━━━ Information shown
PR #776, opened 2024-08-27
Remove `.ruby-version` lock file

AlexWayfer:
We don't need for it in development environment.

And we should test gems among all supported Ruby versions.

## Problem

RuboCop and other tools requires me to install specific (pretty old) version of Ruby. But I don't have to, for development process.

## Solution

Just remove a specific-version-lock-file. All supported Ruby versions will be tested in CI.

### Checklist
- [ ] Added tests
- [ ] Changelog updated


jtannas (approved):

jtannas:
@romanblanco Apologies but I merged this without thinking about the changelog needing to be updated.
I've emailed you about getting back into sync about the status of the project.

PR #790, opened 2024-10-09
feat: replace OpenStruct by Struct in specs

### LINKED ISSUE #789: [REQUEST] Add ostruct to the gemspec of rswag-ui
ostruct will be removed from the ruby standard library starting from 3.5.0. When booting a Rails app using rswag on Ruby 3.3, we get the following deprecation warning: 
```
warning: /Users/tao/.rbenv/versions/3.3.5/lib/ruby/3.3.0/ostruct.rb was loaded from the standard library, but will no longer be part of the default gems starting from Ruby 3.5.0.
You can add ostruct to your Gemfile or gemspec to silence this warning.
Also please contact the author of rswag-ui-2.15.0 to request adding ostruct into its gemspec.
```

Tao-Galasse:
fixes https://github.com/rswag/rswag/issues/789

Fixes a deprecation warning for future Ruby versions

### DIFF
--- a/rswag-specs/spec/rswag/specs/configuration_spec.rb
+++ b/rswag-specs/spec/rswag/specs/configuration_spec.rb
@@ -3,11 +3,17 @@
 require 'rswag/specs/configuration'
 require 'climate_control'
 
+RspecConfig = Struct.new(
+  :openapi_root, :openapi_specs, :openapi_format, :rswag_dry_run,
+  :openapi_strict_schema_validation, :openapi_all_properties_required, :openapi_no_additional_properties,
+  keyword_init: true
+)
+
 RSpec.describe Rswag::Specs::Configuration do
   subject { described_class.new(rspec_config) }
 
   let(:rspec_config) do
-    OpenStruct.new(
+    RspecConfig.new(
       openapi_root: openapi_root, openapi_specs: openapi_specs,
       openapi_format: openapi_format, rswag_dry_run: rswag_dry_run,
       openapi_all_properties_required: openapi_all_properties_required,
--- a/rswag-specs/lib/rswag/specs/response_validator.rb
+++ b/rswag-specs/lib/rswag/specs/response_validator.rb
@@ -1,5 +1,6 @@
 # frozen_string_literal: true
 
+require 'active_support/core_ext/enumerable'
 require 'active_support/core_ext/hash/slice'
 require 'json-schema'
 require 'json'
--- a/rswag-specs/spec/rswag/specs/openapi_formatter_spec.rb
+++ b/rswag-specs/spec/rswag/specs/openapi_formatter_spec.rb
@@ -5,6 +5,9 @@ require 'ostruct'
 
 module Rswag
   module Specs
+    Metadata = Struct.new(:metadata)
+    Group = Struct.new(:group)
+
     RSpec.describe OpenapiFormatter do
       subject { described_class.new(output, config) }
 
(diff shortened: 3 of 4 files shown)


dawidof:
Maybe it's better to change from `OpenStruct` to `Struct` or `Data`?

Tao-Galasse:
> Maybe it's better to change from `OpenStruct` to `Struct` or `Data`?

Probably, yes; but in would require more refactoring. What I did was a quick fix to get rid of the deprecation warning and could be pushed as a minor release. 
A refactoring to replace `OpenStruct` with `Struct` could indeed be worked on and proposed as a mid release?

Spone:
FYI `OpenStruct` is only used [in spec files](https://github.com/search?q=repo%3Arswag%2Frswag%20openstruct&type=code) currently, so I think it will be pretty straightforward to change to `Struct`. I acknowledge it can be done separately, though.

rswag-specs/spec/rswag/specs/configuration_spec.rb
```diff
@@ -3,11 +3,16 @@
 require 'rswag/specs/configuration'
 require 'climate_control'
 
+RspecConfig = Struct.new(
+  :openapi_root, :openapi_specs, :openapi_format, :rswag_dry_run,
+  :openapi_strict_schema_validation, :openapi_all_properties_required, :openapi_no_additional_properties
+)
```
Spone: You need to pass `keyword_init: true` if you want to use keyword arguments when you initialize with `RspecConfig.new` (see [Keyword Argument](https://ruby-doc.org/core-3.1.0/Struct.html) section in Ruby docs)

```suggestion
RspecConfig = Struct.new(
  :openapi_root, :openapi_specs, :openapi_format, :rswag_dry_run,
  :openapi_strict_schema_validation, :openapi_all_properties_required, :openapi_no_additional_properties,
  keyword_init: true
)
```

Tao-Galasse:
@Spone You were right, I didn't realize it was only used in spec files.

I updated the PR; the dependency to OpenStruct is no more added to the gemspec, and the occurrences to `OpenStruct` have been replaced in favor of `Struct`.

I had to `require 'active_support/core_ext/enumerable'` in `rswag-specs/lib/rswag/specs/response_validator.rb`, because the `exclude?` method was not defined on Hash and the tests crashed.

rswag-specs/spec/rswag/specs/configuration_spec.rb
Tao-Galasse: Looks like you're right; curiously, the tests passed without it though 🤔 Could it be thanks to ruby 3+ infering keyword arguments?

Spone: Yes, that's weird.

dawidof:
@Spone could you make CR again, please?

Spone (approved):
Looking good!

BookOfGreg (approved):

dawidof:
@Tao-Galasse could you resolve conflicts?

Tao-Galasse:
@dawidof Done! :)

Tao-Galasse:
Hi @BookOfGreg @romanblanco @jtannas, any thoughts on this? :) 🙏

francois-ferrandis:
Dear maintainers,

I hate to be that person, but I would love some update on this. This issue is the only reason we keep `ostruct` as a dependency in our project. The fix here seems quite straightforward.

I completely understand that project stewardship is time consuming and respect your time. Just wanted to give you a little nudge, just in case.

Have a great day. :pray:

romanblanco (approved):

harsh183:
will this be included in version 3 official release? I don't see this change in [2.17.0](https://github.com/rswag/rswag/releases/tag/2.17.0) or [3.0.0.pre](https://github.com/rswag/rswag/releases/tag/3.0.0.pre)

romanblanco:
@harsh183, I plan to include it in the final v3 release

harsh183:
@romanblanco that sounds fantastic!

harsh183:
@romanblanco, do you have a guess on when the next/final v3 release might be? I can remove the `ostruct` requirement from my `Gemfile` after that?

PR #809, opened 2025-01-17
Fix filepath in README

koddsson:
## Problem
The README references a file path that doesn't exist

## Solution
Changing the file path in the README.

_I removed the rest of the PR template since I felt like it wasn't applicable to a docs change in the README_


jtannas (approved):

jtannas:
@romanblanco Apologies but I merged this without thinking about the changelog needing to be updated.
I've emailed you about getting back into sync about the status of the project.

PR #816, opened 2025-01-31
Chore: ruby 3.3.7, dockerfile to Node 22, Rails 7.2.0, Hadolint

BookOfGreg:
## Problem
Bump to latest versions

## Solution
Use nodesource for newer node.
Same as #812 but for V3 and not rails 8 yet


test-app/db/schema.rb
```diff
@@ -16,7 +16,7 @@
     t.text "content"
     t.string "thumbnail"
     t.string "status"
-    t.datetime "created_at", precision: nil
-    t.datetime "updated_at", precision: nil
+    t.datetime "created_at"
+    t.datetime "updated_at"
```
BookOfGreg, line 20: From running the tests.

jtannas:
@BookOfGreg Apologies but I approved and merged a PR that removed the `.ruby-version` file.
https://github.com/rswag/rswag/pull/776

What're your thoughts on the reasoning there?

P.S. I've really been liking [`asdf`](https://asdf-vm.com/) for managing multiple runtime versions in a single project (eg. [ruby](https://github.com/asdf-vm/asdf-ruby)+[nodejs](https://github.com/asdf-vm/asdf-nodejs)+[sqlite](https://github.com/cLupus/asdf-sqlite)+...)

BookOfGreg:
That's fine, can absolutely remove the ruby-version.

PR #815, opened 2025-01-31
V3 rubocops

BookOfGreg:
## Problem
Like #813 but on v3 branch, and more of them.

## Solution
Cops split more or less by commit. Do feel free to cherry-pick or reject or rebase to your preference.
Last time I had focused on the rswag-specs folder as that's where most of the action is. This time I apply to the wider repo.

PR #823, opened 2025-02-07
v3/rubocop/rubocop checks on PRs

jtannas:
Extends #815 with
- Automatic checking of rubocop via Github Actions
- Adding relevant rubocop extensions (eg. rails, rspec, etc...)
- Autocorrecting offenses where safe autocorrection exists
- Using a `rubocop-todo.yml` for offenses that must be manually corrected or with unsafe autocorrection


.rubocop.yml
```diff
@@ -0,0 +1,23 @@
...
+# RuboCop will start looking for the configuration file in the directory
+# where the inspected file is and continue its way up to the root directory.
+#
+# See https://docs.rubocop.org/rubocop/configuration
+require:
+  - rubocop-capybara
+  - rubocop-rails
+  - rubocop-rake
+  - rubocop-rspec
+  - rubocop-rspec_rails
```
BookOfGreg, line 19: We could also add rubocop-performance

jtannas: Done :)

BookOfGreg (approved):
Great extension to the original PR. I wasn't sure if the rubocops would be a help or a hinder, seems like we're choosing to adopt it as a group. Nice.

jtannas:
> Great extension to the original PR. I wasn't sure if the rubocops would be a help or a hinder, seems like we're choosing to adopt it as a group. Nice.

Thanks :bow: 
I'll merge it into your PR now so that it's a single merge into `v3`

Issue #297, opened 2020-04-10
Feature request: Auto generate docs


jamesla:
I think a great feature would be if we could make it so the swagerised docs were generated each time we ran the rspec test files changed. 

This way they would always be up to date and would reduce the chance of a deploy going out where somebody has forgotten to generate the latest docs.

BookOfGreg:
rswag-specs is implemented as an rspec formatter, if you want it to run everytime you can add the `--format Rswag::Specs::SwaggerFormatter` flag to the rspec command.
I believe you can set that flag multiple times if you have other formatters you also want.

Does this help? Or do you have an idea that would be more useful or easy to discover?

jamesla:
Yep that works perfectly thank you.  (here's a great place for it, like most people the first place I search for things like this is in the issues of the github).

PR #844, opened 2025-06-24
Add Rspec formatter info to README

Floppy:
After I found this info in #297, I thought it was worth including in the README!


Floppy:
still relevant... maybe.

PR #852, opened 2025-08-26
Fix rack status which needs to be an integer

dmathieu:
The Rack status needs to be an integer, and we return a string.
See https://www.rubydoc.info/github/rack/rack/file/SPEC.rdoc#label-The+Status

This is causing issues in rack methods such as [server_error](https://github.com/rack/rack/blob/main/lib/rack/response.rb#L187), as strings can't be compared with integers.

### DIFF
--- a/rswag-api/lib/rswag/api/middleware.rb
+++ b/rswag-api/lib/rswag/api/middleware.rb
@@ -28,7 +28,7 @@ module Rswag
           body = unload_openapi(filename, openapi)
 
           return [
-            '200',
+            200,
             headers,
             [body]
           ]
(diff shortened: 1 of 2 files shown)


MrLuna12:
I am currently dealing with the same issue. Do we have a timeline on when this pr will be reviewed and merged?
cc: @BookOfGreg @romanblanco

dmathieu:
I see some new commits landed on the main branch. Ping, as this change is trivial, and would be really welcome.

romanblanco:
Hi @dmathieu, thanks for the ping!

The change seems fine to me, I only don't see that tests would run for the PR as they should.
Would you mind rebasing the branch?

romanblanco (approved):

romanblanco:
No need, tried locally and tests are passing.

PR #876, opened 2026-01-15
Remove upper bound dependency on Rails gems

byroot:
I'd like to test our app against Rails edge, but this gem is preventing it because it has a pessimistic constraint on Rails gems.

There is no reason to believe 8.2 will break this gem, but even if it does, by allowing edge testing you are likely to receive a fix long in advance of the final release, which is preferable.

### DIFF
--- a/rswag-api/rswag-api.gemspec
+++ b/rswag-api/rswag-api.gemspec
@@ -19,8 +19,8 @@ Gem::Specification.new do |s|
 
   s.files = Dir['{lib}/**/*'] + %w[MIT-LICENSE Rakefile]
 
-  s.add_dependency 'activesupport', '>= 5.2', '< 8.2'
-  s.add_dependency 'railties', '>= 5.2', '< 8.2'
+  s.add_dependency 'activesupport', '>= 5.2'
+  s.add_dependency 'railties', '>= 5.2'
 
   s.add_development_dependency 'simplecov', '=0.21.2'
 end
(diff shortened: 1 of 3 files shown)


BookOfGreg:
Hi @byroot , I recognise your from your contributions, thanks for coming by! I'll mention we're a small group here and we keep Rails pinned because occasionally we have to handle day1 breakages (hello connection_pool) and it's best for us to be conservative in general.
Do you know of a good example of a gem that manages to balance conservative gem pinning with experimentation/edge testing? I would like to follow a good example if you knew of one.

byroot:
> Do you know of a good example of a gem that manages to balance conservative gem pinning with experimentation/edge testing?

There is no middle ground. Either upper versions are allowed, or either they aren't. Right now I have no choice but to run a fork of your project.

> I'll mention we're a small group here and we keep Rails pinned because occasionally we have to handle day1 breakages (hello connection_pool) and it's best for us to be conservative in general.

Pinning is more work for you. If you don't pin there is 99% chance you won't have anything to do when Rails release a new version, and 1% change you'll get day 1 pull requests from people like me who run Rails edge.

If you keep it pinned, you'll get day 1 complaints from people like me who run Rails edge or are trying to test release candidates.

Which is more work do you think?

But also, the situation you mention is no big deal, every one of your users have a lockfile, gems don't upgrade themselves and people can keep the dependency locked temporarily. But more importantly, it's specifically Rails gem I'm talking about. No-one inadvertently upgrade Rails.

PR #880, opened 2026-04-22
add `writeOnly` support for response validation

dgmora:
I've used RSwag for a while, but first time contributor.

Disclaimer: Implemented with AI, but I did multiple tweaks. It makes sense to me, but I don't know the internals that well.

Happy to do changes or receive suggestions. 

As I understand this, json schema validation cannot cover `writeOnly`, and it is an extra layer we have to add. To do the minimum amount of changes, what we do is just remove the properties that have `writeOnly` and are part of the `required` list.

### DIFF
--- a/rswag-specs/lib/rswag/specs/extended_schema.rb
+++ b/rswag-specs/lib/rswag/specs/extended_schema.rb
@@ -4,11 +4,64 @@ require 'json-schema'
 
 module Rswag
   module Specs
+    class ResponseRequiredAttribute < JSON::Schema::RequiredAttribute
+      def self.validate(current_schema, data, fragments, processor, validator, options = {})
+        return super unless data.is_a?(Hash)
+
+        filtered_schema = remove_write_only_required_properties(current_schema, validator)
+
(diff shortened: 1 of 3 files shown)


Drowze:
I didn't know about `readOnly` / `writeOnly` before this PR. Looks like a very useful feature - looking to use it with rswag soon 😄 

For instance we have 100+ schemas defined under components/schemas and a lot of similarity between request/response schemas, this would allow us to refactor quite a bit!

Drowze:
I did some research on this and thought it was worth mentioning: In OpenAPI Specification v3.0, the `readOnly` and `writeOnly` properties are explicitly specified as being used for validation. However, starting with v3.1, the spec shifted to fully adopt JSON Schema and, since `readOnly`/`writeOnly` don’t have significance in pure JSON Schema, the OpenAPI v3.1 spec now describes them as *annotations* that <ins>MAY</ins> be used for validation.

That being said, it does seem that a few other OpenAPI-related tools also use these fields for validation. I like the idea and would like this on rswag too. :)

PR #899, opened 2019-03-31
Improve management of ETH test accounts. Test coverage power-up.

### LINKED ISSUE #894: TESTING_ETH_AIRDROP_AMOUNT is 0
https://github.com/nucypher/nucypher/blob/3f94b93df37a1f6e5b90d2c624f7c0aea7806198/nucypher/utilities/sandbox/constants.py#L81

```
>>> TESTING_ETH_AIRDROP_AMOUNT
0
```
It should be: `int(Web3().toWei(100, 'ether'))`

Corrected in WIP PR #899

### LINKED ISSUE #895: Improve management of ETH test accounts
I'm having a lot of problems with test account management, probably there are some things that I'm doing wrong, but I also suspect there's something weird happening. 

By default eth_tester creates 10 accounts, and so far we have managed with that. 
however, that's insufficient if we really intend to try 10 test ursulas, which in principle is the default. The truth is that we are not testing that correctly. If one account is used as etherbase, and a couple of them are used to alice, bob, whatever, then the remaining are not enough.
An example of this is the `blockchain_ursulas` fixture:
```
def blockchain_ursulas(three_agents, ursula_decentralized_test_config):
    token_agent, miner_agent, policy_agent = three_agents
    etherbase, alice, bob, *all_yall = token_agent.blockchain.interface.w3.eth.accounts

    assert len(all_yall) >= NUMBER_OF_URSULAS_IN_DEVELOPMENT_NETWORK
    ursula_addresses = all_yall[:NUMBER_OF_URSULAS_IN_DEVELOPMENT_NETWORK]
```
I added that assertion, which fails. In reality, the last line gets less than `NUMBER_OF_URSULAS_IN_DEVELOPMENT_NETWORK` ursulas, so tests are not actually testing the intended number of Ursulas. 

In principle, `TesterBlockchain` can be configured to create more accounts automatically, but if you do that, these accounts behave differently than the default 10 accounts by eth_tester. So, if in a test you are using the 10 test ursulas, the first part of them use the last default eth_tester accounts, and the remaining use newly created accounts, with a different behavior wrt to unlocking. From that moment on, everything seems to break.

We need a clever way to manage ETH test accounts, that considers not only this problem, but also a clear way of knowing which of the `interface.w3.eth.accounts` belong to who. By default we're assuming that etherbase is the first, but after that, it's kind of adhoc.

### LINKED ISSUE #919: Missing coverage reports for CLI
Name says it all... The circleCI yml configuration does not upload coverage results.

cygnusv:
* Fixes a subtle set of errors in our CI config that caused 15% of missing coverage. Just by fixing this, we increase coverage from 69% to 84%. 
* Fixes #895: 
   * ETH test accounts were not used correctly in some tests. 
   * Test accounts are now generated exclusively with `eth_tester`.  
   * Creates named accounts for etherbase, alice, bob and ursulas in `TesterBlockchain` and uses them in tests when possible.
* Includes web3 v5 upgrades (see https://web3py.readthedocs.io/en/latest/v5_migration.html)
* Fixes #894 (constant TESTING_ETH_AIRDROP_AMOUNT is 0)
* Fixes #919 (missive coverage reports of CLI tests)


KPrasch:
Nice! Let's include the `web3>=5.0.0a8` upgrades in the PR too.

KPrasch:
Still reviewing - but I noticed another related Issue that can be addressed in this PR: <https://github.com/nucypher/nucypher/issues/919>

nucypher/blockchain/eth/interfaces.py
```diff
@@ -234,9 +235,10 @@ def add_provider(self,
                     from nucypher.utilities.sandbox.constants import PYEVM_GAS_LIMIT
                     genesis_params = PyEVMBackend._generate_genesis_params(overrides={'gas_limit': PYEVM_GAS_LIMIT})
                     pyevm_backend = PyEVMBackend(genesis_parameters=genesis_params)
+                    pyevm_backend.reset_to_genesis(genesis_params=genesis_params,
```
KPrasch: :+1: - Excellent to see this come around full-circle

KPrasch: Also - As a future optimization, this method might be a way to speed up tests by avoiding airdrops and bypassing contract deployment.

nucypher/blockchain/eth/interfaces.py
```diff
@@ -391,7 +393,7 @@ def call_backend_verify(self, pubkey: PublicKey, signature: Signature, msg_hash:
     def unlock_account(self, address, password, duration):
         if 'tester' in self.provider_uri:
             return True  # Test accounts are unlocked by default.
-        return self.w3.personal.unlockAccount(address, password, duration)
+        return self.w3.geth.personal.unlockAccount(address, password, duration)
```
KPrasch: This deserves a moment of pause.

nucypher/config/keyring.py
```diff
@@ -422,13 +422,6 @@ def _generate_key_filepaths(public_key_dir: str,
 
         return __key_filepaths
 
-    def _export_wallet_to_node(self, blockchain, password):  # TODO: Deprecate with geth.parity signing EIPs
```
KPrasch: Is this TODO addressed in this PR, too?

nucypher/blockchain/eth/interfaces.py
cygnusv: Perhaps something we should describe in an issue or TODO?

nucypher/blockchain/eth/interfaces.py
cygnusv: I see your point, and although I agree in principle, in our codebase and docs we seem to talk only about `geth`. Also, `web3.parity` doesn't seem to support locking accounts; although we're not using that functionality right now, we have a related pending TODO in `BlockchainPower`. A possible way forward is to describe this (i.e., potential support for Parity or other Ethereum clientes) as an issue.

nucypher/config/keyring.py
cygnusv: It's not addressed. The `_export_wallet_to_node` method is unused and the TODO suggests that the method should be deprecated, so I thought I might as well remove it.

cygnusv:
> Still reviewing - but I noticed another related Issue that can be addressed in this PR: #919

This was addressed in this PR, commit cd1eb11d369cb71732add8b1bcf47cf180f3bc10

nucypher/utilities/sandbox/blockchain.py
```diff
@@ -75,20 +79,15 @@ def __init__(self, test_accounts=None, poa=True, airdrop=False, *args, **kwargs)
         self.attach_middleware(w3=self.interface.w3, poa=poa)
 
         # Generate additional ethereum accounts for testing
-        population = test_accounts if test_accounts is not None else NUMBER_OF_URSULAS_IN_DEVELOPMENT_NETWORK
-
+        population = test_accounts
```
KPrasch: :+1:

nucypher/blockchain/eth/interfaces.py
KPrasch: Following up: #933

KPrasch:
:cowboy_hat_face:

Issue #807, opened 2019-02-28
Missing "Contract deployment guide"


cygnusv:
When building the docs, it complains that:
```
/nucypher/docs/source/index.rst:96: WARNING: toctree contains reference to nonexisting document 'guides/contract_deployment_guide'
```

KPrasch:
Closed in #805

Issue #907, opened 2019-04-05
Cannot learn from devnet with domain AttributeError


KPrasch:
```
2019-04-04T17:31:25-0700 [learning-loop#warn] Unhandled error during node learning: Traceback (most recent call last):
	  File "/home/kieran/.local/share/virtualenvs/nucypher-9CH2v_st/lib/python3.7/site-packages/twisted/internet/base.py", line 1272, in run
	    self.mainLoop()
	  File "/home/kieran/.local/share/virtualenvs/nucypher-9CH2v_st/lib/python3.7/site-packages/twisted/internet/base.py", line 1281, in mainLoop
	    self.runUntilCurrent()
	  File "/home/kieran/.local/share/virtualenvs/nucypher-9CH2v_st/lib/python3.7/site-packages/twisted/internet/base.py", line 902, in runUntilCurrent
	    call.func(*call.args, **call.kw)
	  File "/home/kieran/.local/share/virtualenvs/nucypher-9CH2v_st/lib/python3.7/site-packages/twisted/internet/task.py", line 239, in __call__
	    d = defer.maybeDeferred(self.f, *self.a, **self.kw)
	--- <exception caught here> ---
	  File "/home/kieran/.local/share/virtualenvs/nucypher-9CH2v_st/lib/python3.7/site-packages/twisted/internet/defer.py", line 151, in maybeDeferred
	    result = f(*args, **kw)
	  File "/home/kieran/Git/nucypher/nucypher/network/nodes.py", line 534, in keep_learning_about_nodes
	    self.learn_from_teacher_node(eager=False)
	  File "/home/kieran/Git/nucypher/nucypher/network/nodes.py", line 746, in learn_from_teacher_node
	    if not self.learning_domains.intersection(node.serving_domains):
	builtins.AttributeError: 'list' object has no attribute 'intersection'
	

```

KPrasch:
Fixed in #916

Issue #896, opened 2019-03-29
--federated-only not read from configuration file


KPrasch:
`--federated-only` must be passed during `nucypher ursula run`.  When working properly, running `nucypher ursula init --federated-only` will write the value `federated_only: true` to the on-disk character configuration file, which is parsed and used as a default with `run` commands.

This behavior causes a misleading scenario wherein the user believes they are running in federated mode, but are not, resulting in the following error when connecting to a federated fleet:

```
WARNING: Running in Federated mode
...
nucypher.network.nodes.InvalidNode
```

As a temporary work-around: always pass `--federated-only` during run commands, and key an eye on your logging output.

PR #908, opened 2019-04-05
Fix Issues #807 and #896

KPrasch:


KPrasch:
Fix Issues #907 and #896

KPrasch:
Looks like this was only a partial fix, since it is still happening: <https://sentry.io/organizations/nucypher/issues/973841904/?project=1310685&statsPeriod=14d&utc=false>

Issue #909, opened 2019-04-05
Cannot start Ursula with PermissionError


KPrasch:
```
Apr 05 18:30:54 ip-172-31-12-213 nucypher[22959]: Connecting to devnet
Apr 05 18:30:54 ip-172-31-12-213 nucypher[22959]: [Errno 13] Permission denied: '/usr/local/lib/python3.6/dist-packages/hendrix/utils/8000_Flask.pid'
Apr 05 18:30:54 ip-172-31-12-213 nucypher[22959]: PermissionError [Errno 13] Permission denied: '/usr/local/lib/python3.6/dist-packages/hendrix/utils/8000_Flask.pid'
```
━━━━━━
Assignment:
Copy word for word the stretch of entries above from the line that has "fixes https://github.com/rswag/rswag/issues/789" through the line that has "RSpec.describe Rswag::Specs::Configuration do", both ends included, and nothing outside it.

Solution to the problem:
fixes https://github.com/rswag/rswag/issues/789

Fixes a deprecation warning for future Ruby versions

### DIFF
--- a/rswag-specs/spec/rswag/specs/configuration_spec.rb
+++ b/rswag-specs/spec/rswag/specs/configuration_spec.rb
@@ -3,11 +3,17 @@
 require 'rswag/specs/configuration'
 require 'climate_control'
 
+RspecConfig = Struct.new(
+  :openapi_root, :openapi_specs, :openapi_format, :rswag_dry_run,
+  :openapi_strict_schema_validation, :openapi_all_properties_required, :openapi_no_additional_properties,
+  keyword_init: true
+)
+
 RSpec.describe Rswag::Specs::Configuration do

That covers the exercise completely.